» **EXERCISE PROMPT**
Every line in the data below that holds "requestIdleCallback" should be found and copied.

» **EXTRACTED INFORMATION**
--------------------
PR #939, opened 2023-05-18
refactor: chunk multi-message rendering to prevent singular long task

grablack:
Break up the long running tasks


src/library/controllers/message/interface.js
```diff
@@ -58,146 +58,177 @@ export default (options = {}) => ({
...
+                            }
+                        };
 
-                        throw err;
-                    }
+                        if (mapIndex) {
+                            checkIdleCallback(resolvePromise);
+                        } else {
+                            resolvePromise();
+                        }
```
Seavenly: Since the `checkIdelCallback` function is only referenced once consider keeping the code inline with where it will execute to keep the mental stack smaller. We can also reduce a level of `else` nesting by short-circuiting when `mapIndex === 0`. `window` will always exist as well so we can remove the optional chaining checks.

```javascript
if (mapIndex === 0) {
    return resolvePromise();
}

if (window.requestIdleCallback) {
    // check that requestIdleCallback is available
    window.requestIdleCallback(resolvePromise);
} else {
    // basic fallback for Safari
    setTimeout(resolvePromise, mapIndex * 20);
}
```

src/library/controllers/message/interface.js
--------------------
» **RESPONSE TO THE TASK**
if (window.requestIdleCallback) {
    // check that requestIdleCallback is available
    window.requestIdleCallback(resolvePromise);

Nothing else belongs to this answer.